• [Records shown]
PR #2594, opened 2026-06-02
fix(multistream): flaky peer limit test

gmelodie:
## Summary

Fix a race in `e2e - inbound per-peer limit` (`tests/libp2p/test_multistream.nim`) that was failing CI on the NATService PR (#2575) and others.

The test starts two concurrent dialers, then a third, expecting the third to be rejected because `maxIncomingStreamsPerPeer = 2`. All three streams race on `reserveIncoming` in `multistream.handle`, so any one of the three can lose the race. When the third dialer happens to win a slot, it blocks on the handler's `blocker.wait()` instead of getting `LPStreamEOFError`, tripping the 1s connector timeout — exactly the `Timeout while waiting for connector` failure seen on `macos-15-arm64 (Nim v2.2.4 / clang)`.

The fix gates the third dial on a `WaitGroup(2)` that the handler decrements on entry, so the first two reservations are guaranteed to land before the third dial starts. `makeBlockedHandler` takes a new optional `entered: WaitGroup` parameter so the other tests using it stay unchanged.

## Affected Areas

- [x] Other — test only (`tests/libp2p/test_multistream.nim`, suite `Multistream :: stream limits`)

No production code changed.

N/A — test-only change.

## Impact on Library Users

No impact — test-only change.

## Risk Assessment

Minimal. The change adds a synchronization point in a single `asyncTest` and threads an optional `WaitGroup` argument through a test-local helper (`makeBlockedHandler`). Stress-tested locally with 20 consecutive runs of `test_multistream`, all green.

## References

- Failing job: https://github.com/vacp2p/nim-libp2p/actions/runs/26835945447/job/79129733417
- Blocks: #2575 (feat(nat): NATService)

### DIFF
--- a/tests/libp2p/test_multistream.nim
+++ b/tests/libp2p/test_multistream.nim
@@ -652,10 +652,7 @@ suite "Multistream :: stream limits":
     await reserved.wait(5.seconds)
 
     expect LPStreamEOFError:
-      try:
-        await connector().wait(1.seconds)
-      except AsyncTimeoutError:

• [Task statement]
Reproduce exactly the lines from the beginning of the entries above up to and including the line that contains "The test starts".

• [Result below]
PR #2594, opened 2026-06-02
fix(multistream): flaky peer limit test

gmelodie:
## Summary

Fix a race in `e2e - inbound per-peer limit` (`tests/libp2p/test_multistream.nim`) that was failing CI on the NATService PR (#2575) and others.

The test starts two concurrent dialers, then a third, expecting the third to be rejected because `maxIncomingStreamsPerPeer = 2`. All three streams race on `reserveIncoming` in `multistream.handle`, so any one of the three can lose the race. When the third dialer happens to win a slot, it blocks on the handler's `blocker.wait()` instead of getting `LPStreamEOFError`, tripping the 1s connector timeout — exactly the `Timeout while waiting for connector` failure seen on `macos-15-arm64 (Nim v2.2.4 / clang)`.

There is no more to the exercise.